The observed Raman spectra demonstrate distinct and previously unreported peaks in the low frequency shift signal region (130–400 ${\mathrm{cm}}^{-1}$) which lies outside the conventional “fingerprint” region (400 ${\mathrm{cm}}^{-1}$–1800 ${\mathrm{cm}}^{-1}$) but were important to discriminating between the cancerous and healthy tissue samples. The precise origin of these low frequency shifts remains unknown. While the 130 ${\mathrm{cm}}^{-1}$ peak lies close to the cut-on wavelength of the filter it was observed to change between healthy and diseased tissue in numerous measurements. The observed changes seem to be indicative of a change within the tissue sample as it transitions from a healthy to a cancerous state. Low-frequency Raman shift signatures are typically associated with crystalline structures and are used in the pharmaceutical industry for dosage analysis [31]. Morphological vibrations of whole virus have been of interest to researchers and also result in low-frequency Raman shifts [32,33,34], however these shifts are extremely low and generally fall outside the region of our observations. While these peaks are not likely due to the HPV virus itself, the differences in the observed peaks could be indicative of the integration of viral DNA into the cell and the expression of oncogenes. One possible explanation for these peaks is that they correspond to nucleic acids, however, such a designation requires further study.

The observed signature in the 130 ${\mathrm{cm}}^{-1}$ to 400 ${\mathrm{cm}}^{-1}$ range is likely due to the changes the cells in the tissue sample undergo as the cancer develops. Measurements of both healthy and diseased cervical tissue show similar degradation of signal, particularly the glycogen signature, as the tissue becomes cancerous [25]. Although the glycogen signature lies within the conventional fingerprint window and did play a role in this discrimination, there is no reason to believe that such changes do not also occur at lower Raman shift frequencies as other glyco- compounds do present in this region [35].

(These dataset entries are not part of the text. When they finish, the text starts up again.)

PR #27355, opened 2024-10-25
fix(catalog): fix search by `displayName` when searching User and Group entities in the catalog table

### LINKED ISSUE #27354: 🐛 Bug Report: Searching User or Group entities by displayName in the catalog table doesn't work
### 📜 Description

When searching in the catalog table an entity of `kind: User` or `kind: Group` using the value of its `spec.profile.displayName` no results are returned

### 👍 Expected behavior

When searching in the catalog table it is possible to search for entities of `kind: Component` by their `metadata.title`
I would expect the same to be possible for `kind: User` and `kind: Group` but with `spec.profile.displayName` as they don't have `metadata.title`.
Moreover, using global search it is possible to search users and groups by `displayName`

Failing to search by displayName in the catalog table : 
Capture d’écran 2024-10-25 à 12 20 48

Working with the global search : 
Capture d’écran 2024-10-25 à 12 21 11

Expected behavior : 
Capture d’écran 2024-10-25 à 12 23 15

### 👟 Reproduction steps

1. Go to [demo site](https://demo.backstage.io/catalog?filters%5Bkind%5D=user&filters%5Bnamespace%5D=default&filters%5Buser%5D=all&limit=20)
2. Search user by its `displayName` (actually it's the value displayed on each rows). If you put just first word it will usually work because the `metadata.name` is something like `amelia.park` so be sure to put more than just the first word
3. No results displayed

_No response_

### 🖥️ Your Environment

_No response_

Julien-Hery:

This PR fixes #27354. When searching entities of `kind: User` or `kind: Group` in the catalog table by their `spec.profile.displayName` it doesn't work.

When the SQL query for the catalog is built, something like this is created : 
```sql
select search.entity_id from search
where key in ('metadata.name', 'metadata.title', 'spec.profile.displayName')
and (value like '%amelia p%')
``` 
but in the database the value of `key` column is in lowercase so `spec.profile.displayName` will never match because it needs to be `spec.profile.displayname`.

I also added a searchable hidden column to the catalog table with the value of the `displayName` (like it's done for other fields)


plugins/catalog-backend/src/service/DefaultEntitiesCatalog.ts
```diff
@@ -422,7 +422,11 @@ export class DefaultEntitiesCatalog implements EntitiesCatalog {
       } else {
         const matchQuery = db<DbSearchRow>('search')
           .select('search.entity_id')
-          .whereIn('key', textFilterFields)
+          // textFilterFields must be lowercased to match searchable keys in database, i.e. spec.profile.displayName -> spec.profile.displayname
+          .whereIn(
+            'key',
+            textFilterFields.map(field => field.toLocaleLowerCase('en-US')),
```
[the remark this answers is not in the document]
Julien-Hery: Not a catalog maintainer myself but I think in SQL it's possible to do something like `WHERE 'your_value' ILIKE ANY(your_array)` which could be translated to something `.whereRaw('key ILIKE ANY(?)', [value])` with Knex. 
I don't think knex comes with a built in `WHERE ... ILIKE ANY ...`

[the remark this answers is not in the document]
Julien-Hery: From what I can see `ILIKE ANY` is Postgres specific so it's probably not a good idea to use it as a raw query 
I also tried using the array directly in the `.whereILike` but I get the following error from `better-sqlite` : `Expected second argument to be a string`

I guess mapping to lowercase is the best option even if I agree using ilike would have been clearer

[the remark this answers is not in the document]
camilaibs: Got it, thanks for responding so quickly. I haven't tried it myself, was just curious. Let's see what the @backstage/catalog-maintainers think 🙂

vinzscam (commented):
@Julien-Hery have you enabled pagination on your catalog?

Julien-Hery:
> @Julien-Hery have you enabled pagination on your catalog?

@vinzscam I'm not sure to understand, I used the catalog that is on Backstage repo which looks like this : 

```jsx
<Route
  path="/catalog"
  element={<CatalogIndexPage pagination={{ mode: 'offset', limit: 20 }} />}
/>
```

It has pagination settings, should I try something else ? 🙂

plugins/catalog/src/components/CatalogTable/columns.tsx
```diff
@@ -180,6 +180,16 @@ export const columnFactories = Object.freeze({
       searchable: true,
     };
   },
+  createDisplayNameColumn(options?: {
```
vinzscam, line 183: what's the purpose of adding this column? 🤔

plugins/catalog-backend/src/service/DefaultEntitiesCatalog.ts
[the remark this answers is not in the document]
vinzscam: good catch @Julien-Hery!

plugins/catalog-react/src/filters.ts
```diff
@@ -94,6 +94,7 @@ export class EntityTextFilter implements EntityFilter {
     const partialMatch = this.toUpperArray([
       entity.metadata.name,
       entity.metadata.title,
+      (entity.spec?.profile as { displayName?: string })?.displayName,
```
vinzscam, line 97: I don't think this change is needed as paginated tables don't rely on this method.

```suggestion
```

vinzscam (changes requested):
the changes for making the fields lowercase look good to me. But I'm not sure the new column and the change to `EntityTextFilter` are needed.

plugins/catalog/src/components/CatalogTable/columns.tsx
Julien-Hery: @vinzscam from what I saw the filtering is made by two different things : backend filter (fixed with the lowercasing in the SQL query) and "frontend" filter (native filtering from the table). If I fix only one of them it doesn't work as expected

I tried again to remove it in case I missed something but it really doesn't work without this, it's related to the search feature of `@material-table`

plugins/catalog-react/src/filters.ts
Julien-Hery: @vinzscam You are right it seems that this one can be removed 🤔 Is there a way to use non-paginated table ? Should we keep it for non-paginated table ?

plugins/catalog/src/components/CatalogTable/columns.tsx
vinzscam: mmm I think we have an issue as the `@material-table` search shouldn't be used at all when using pagination

Julien-Hery: @vinzscam So what do we do ? Do you want to check on your side or open an issue about it ? Because for now with my PR it works and fixes a bug so maybe the issue with material-table could be fixed in a separate PR 🙂

vinzscam (changes requested):
alright here we are. So, the `OffsetPaginatedCatalogTable` has a filtering issue at the moment, which is going to be fixed by #27129. Once #27129 is merged, I believe only the changes made by this PR to `catalog-backend` will be enough to fix the issue when searching for groups.

Julien-Hery:
> alright here we are. So, the `OffsetPaginatedCatalogTable` has a filtering issue at the moment, which is going to be fixed by #27129. Once #27129 is merged, I believe only the changes made by this PR to `catalog-backend` will be enough to fix the issue when searching for groups.

@vinzscam I updated the PR and the changelog, it works with the backend part only now :)

vinzscam (approved):
let's go! 🚀

PR #27359, opened 2024-10-25
refactor(backend-dynamic-feature-service): Allow providing config-aware root logger options

davidfestal:

When enabling the dynamic feature in the backend application with the 1-liner `dynamicPluginsFeatureLoader`, the root logger is overridden in order to also hide secret values defined in config schemas of dynamic plugins.
However we want users of this feature loader to be able to customize as much as possible the behavior of this overridden root logger.
This was already available with the `transports`, `level`, and `format` option values.

However there are cases where we want to define the above options based on the application config (think of a rotating logging mechanism that should be driven by configuration for example).

This PR changes these logger-related options, and gathers them under a single `logger` option value which is a function taking a `Config`.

Further study of this new spectral signature for the differentiation of healthy and malignant tissue is ongoing. Despite its unknown origin, the spectral differences between the tissues samples is sufficiently clear that multivariate statistical analyses demonstrate excellent discrimination capability, and offers the promise of a real-time tool for in vivo diagnostics which may ultimately improve surgical outcome and the patient’s quality of life.